Algumas aplicações são especialmente revolucionárias. A possiblidade de termos um prontuário médico individual, com todas as informações de tratamento, exames, diagnósticos e, porque não, o nosso próprio genoma. Propriedade do indivíduo – e não de instituições – que disponibilizaria, a seu bel prazer, para o profissional ou hospital que fosse tratá-lo em um dado instante.
Na verdade, a ideia do prontuário pode ser estendida para um vasto conjunto de informações que acumulamos em vários lugares da rede. Nossos dados de navegação, compras, fotos, vídeos etc., seriam todos armazenados em uma estrutura de blocos, privada, só controlada por nós mesmos e não pelas grandes plataformas da Web. Um sonho irreal? Pode ser, mas possível.

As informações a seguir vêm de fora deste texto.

Issue #249, opened 2020-06-15
Student can 'Edit' and 'Delete' question of others after remove capability 'previewother'


HuongNV13:
1. Login as Admin/Manager
2. Go to StudentQuiz.
3. Create question (True/False).
4. Create student account.
5. Allow the "previewother" capability for that student account.
6. Log in as student.
7. Go to StudentQuiz above and verify that student can preview/edit/delete the question.
8. Login back to admin.
9. Disallow the "previewother" capability for that student account.
6. Log in as student again and go to StudentQuiz above
7. Verify that student cannot preview/edit/delete the question.

Actual: Student still can see the edit and delete button

dionysius:
You can see the actual permissions by role if you go to the StudentQuiz -> gear icon -> check permissions. Keep in mind that those permissions are only in that context if you added those permissions in the context!

After adding and removing the previewothers permission we are at:

![image](https://user-images.githubusercontent.com/1341084/84713207-caadbf80-af6a-11ea-809d-7b43b450e42e.png)
![image](https://user-images.githubusercontent.com/1341084/84713226-d7321800-af6a-11ea-8046-1b5e82e3fe48.png)

As we can see, the critical permissions in questions got automatically added. I also think those should also not be added at all! This is probably due to https://github.com/frankkoch/moodle-mod_studentquiz/blob/98252597b7b42e4c90bd0c187a9c65f33ea6273f/locallib.php#L1006.

Independent of what capabilities are set, the more important question is also: how to get the "inherited" capabilities automatically removed? It looks like removing a studentquiz capability does not remove the "inherited" capability

dionysius:
If a student can preview others, he should definitely not see the option to change the state **and not be able to actually change the state!**

![image](https://user-images.githubusercontent.com/1341084/84714283-87088500-af6d-11ea-90a7-1a20ca30fa23.png)

dionysius:
I started a branch permission and I found an additional thing to discuss about (See current diff: https://github.com/frankkoch/moodle-mod_studentquiz/compare/permissions)

previewothers capability should IMO not allow for changing states. It should only allow previewing other questions. That leads to the next question: Changing a state of a question is something that non-editing teachers would do, while "manage" is the perfect capability for editing teachers, how should we assign them a capability to do that?

dionysius:
I propose the following:

- preview.php needs a require_capability previewothers
- introduce a new capability changestate
[...]

PR #251, opened 2020-06-16
Context specific permissions are not revoked if the studentquiz capability is removed

dionysius:
Implemented according discussion and suggestion in https://github.com/frankkoch/moodle-mod_studentquiz/issues/249


dionysius:
This PR does not improve the way how often this ensure function is called, I would like to implement a way to listening on events. So far I see, that we would need to listen on:
- added/removed capability event (so existing enrolled roles in the course get the update)
  - but as the function currently states, we need to be careful that we can filter the events, otherwise we create an event loop. Which eventually solves itself - in theory - but I don't know Moodle well enough. We better find a way to filter that.
  - The event a user is enrolled to the course, since for get_roles_used_in_context only roles are returned, which users represent in the course

But I suggest that the event listening part is added by a new PR based on this PR. @timhunt would you mind having a review on this? Thank you in advance

timhunt:
What you have done looks generally good to me. However, it is the end of a long, very hot day, here. So I am not sure how well my brain is working!

I agree with doing the event listening part in a future PR.

The following are the things I noticed.

When defining new capabilities, you can specify 'clonepermissionsfrom'. This means that if people have custom roles set up, you can set a new capability like an exisiting one, which might be even better defaults than the archetypes. E.g. it might be good to clone organize from manage.

Putting $contextcapabilities in db/access.php feels wrong to me. I agree that it is good to move this array to somewhere central. I guess if it was me, I would be gradually moving code out of locallib.php and into auto-loaded classes. So, I might make a class like mod/studentquiz/classes/permission_helper.php, and put all the code related to this, including this array, in there.

Calling a DB function like $DB->get_field in a loop is bad. All pages should be O(1) DB queries. However, deleting questions is hardly the most perforance-critical thing. Might be better to leave this for now. (But please make a new issue so we don't forget. We can probably get Huong to fix that.)

We really should not be using $_REQUEST, but I see that is an existing issue, so now is not the time. Acutally, the way we handle it with mod_studentquiz_helper_get_ids_by_raw_submit is about as good as it can be.

Will be interesting to see what the automated tests say.

I hope those comments are useful.

timhunt:
Also, please may I add a really huge thank-you to you for working on this.

dionysius:
Thank you for your quick response! I hope you can cool down a bit 😄 The suggestions are definitely helpful!

That one big chunk of change just looks like much, but I actually haven't changed what the code does (except adding the right capability check) - I wanted to reduce duplicate code in that function so it is easier to simplify the code in the future.

dionysius:
Forgot to ask: Do you know if I can use `clonepermissionsfrom` without setting archetypes or do both need to exist?

timhunt:
> Forgot to ask: Do you know if I can use `clonepermissionsfrom` without setting `archetypes` or do both need to exist?

You need to set both.

Archetypes are used when someone installs StudenQuiz for the first time.

clonepermissionsfrom will be used only during upgrades, if the other permission you refer to allready existed before the upgrade.

dionysius:
Changes since last review: https://github.com/frankkoch/moodle-mod_studentquiz/compare/3ad5610...permissions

Outra iniciativa admirável é o projeto desenvolvido pela Microsoft e Accenture, apoiado pela ONU, para fornecer identificação legal e verificável para 1,1 bilhão de pessoas que não tem identidade oficial, no mundo. Permitirá que os refugiados sejam identificados onde estejam e tenham acesso a serviços básicos e educação.
Uma possibilidade ainda mais disruptiva (e louca) seria a mudança radical dos atuais sistemas de votação. Ao invés dos colégios e zonas eleitorais, os votantes seriam agrupados por ideias e causas. Poderíamos votar diretamente naqueles que defendessem nossos interesses e pontos de vista. Uma democracia, ao mesmo tempo, direta e representativa.
Don Tapscott, e muitos outros, estão construindo negócios para que as grandes organizações explorem todas as múltiplas oportunidades da nova tecnologia. Mas é nas aplicações sem dono, sem controle e sem centro que encontraremos o potencial mais subversivo, desestabilizador e transformador desta cadeia de blocos. Aterrorizantes e deslumbrantes novos tempos.